In this example as well, the metal terminal 10 advances diagonally upward from the first bending part 8 to the second bending part 9, and as it progresses, the metal terminal 10 gradually breaks the plate. It is processed so that the thickness t becomes thinner and the plate width w becomes wider. Then, in the middle from the second bent part 9 of the metal terminal 10 until it stands upright in the upward direction, an R surface is formed in a direction that projects toward each other, and a slit into which the end surface of the crystal diaphragm 4 is inserted is formed at the center line in the upright direction. Then, by soldering or applying a conductive adhesive 6 to the concave portion of the R surface, it is fixed electrically and mechanically to the extraction electrode of the crystal diaphragm 4.

This example also has the same effects as the previous example.

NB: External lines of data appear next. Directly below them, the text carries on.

PR #1078, opened 2025-12-30
fix(folds): update fold boundaries after headline edits

seflue:
## Summary

Fold boundaries go stale when editing folded headlines (TODO state, priority, tags, archive). Neovim's treesitter foldexpr only re-evaluates fold levels for the changed line, not the full section, so the fold end boundary is never updated.

Two commits:

1. **Foldtext cache invalidation**: Track `changedtick` per buffer and clear the foldtext highlight cache when content changes. Fixes stale ellipsis positions.

2. **Targeted fold update**: Capture the section range before the edit (TS nodes become stale after buffer changes), then schedule `vim._foldupdate()` for the full section after treesitter reparses. Covers TODO state changes, priority, tag and archive tag edits.

## What changed since the initial version

Dropped the `zx` approach entirely. It recomputed all folds in the buffer, resetting manually opened folds (as @kristijanhusak pointed out). Now using `vim._foldupdate(win, start, end)` to update only the affected section.

## Checklist

- [x] **Followed the [Conventional Commits](https://www.conventionalcommits.org/) specification**

### DIFF
--- a/lua/orgmode/org/mappings.lua
+++ b/lua/orgmode/org/mappings.lua
@@ -17,6 +17,25 @@ local Promise = require('orgmode.utils.promise')
 local Input = require('orgmode.ui.input')
 local Footnote = require('orgmode.objects.footnote')
 
+---Schedule a fold update for the given range. Call after buffer edits.
+---OrgRange is 1-indexed; vim._foldupdate expects 0-indexed lines.
+---@param range OrgRange
+local function schedule_fold_update(range)
+  local bufnr = vim.api.nvim_get_current_buf()
+  vim.schedule(function()
+    if not vim.api.nvim_buf_is_valid(bufnr) then
+      return
+    end
+    local start_line = range.start_line - 1
+    local end_line = math.min(range.end_line, vim.api.nvim_buf_line_count(bufnr))
+    for _, win in ipairs(vim.fn.win_findbuf(bufnr)) do
+      if vim.wo[win].foldmethod == 'expr' then
+        vim._foldupdate(win, start_line, end_line)
+      end
+    end
+  end)
+end
+
 ---@class OrgMappings
 ---@field capture OrgCapture
 ---@field agenda OrgAgenda
@@ -50,6 +69,8 @@ function OrgMappings:set_tags(tags)
   local headline = self.files:get_closest_headline()
   local headline_tags = headline:get_own_tags()
   local current_tags = utils.tags_to_string(headline_tags)
+  -- Capture range before promise chain — TS nodes become stale after edits
+  local range = headline:get_range()
 
   return Promise.resolve()
     :next(function()
@@ -69,14 +90,17 @@ function OrgMappings:set_tags(tags)
         return
       end
 
-      return headline:set_tags(new_tags)
+      headline:set_tags(new_tags)
+      schedule_fold_update(range)
     end)
 end
 
 ---@return nil
 function OrgMappings:toggle_archive_tag()
   local headline = self.files:get_closest_headline()
+  local range = headline:get_range()
   headline:toggle_tag('ARCHIVE')
+  schedule_fold_update(range)
 end
 
 function OrgMappings:cycle()
@@ -344,7 +368,9 @@ function OrgMappings:set_priority(direction)
     end
   end
 
+  local range = headline:get_range()
   headline:set_priority(new_priority)
+  schedule_fold_update(range)
 end
 
 function OrgMappings:todo_next_state()
@@ -419,6 +445,9 @@ function OrgMappings:_todo_change_state(direction)
   local headline = self.files:get_closest_headline()
   local old_state = headline:get_todo()
   local was_done = headline:is_done()
+
+  local range = headline:get_range()
+
   local changed = self:_change_todo_state(direction, true)
 
   if not changed then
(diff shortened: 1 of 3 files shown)


kristijanhusak:
Thanks for the PR! Even though this fixes that specific issue, I think it might introduce some other issues.
`zx` affects the whole buffer, and if someone opened few folds around the file, and does a todo change on one thing, everything gets recomputed to the current foldlevel, which might not be desired result.

I'm not really a user of folds, but can you clarify when the issue happens more often, when doing todo change on the closed fold or on the opened fold?
You could hook up into `TodoChanged` event and do this for your use case, only issue is that the event is fired before the log notes and everything, but we might be able to move that around if it helps.

seflue:
Hey @kristijanhusak, I took another stab at this. You were right about `zx` being too aggressive.

Turns out the root cause is that treesitter's `on_changedtree` only reports the changed headline line to the fold system, but fold boundaries extend to the section end. So Neovim just never re-evaluates the fold end.

The fix now uses `vim._foldupdate(win, section_start, section_end)` to poke Neovim into updating just the affected section. I capture the section range before the edit (TS nodes go stale), then schedule the update via `vim.schedule` so the tree is reparsed first. No more `zx`, no more resetting other folds.

Also added foldtext cache invalidation via `changedtick` in a separate commit - that was causing stale ellipsis positions after edits.

Covers TODO, priority, archive and tag changes. Promote/demote doesn't need it since the structural change already gives treesitter a big enough range.

lua/orgmode/org/mappings.lua
```diff
@@ -50,6 +75,8 @@ function OrgMappings:set_tags(tags)
   local headline = self.files:get_closest_headline()
   local headline_tags = headline:get_own_tags()
   local current_tags = utils.tags_to_string(headline_tags)
+  -- Capture TS range before promise chain — node may be stale by the time input resolves
```
kristijanhusak: Setting tags should not shift the vertical position (start and end line) of the headline/section, as well as for the priority changes. Is there some edge case?

lua/orgmode/org/mappings.lua
```diff
@@ -17,6 +17,31 @@ local Promise = require('orgmode.utils.promise')
 local Input = require('orgmode.ui.input')
 local Footnote = require('orgmode.objects.footnote')
 
+---Capture section range for fold update. Must be called before buffer edits
+---because TS nodes become stale after changes.
+---@param headline OrgHeadline
+---@return fun() trigger Call after the buffer edit to schedule the fold update
+local function schedule_fold_update(headline)
```
kristijanhusak: I'd structure this function a bit differently:

1. Let it accept only `OrgRange`
2. Do not return function but instead do a `vim.schedule` directly
3. Update the implementation to consider that `OrgRange` is 1-indexed
4. When you need to call it on the stale (old) range, store the headline range in variable with `headline:get_range()` and then call the function when necessary.

kristijanhusak (changes requested):
Thanks for the changes, it looks much better now!

Regarding the stale nodes, I think in most of these cases we don't need to worry about the positions since changes do not modify start and end line of a headline/section.

Ideally, I'd have these updates be handled by the single event handler like we have for align tags. This would require adding few more events like `TagsChanged` and `PriorityChanged`, but it's useful to have those anyway.

Let me know what you think.

seflue:
Good suggestions, makes sense. Will push an update soon.

> Setting tags should not shift the vertical position (start and end line) of the headline/section, as well as for the priority changes. Is there some edge case?

The issue isn't about line count changes — it's about how Neovim's fold engine responds to treesitter changes.

`folds.scm` defines `(section)` as `@fold`, so folds span the entire section (headline + body). When tags or priority change, `on_changedtree` only reports the headline line. Neovim re-evaluates `foldexpr` for that line alone — never for the section end where the fold boundary lives. On a folded heading this breaks the fold.

Easy to reproduce: fold a heading with body content, set tags, fold is broken. Same with priority, and with TODO changes that don't produce a CLOSED line (e.g. TODO to PROGRESS).

lua/orgmode/org/mappings.lua
seflue: See [comment](https://github.com/nvim-orgmode/orgmode/pull/1078#issuecomment-4069300060) below.

lua/orgmode/org/mappings.lua
seflue: Done.

lua/orgmode/org/mappings.lua
```diff
@@ -17,6 +17,25 @@ local Promise = require('orgmode.utils.promise')
...
+---OrgRange is 1-indexed; vim._foldupdate expects 0-indexed lines.
+---@param range OrgRange
+local function schedule_fold_update(range)
+  local bufnr = vim.api.nvim_get_current_buf()
+  vim.schedule(function()
+    if not vim.api.nvim_buf_is_valid(bufnr) then
+      return
+    end
+    local start_line = range.start_line - 1
+    local end_line = math.max(range.end_line - 1, vim.api.nvim_buf_line_count(bufnr))
```
kristijanhusak: `nvim_buf_line_count` also returns 1-indexed value. We should do math.max on the values as they are and then subtract 1 because of `_foldupdate`
```suggestion
    local end_line = math.max(range.end_line, vim.api.nvim_buf_line_count(bufnr))
    end_line = end_line - 1
```

Edit: Also, shouldn't this be `math.min` ?

kristijanhusak (changes requested):
Thanks for the changes!

Just fix the end line thing and it's good to go.

lua/orgmode/org/mappings.lua
seflue: Changed to `math.min`, good catch.

The `- 1` is not needed because `erow` is 0-indexed exclusive (`treesitter/_fold.lua:212`), so 1-indexed inclusive values can be passed directly.

kristijanhusak (approved):
Looks good, thanks!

In the above embodiments, quartz is used as the piezoelectric material, but it may also be a piezoelectric material such as lithium tantalate, lithium niobate, or piezoelectric ceramic.

As described above, according to the present invention, vibration resistance, impact resistance, and positional accuracy can be improved, and processing can be facilitated, so that the present invention has great practical value.

[Brief explanation of the drawing]

FIG. 1A is a perspective view showing a conventional holding structure, and FIG. 1B is a perspective view showing an example in which a crystal diaphragm is mounted on the conventional holding structure. Fig. 2a is a perspective view showing a holding structure according to an embodiment of the present invention, Fig. 2b is a perspective view showing an example in which a crystal diaphragm is mounted on the holding structure of this embodiment, Fig. 2c
is an enlarged right half cross-sectional view of Figure b. FIG. 3a is a perspective view showing a holding structure according to another embodiment of the present invention, and FIG. 3b is a perspective view showing an example in which a crystal diaphragm is mounted on the holding structure of this embodiment. 1... Insulating material, 7... Metal terminal, 3... Base, 4... Piezoelectric diaphragm.

Claims (1)

[Scope of utility model registration request] Holding a rectangular piezoelectric vibrator in which two metal terminals are fixed through the base with an insulating material interposed therebetween, and a rectangular piezoelectric diaphragm is electrically and mechanically fixed to the two metal terminals on the base. In the structure, from the first bent part having the longest dimension of the two metal terminals on the base to the second
The thickness is gradually made thinner and the width is made wider up to the bent part, and the piezoelectric diaphragm is placed near the second bent part,
A holding structure for a rectangular piezoelectric vibrator, which is characterized by being fixed.